> _What is expected_
Each line below must be written out exactly as shown.

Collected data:
....

PR #1918, opened 2017-07-24
Merge from master

fppt:

PR #1920, opened 2017-07-24
[Stable] Bug #16211: Correctly infer types in conjunction if type present

kasper-piskorski:
Bug #16211


fppt:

....

> _Solved problem_
PR #1918, opened 2017-07-24
Merge from master

fppt:

PR #1920, opened 2017-07-24
[Stable] Bug #16211: Correctly infer types in conjunction if type present

kasper-piskorski:
Bug #16211


fppt:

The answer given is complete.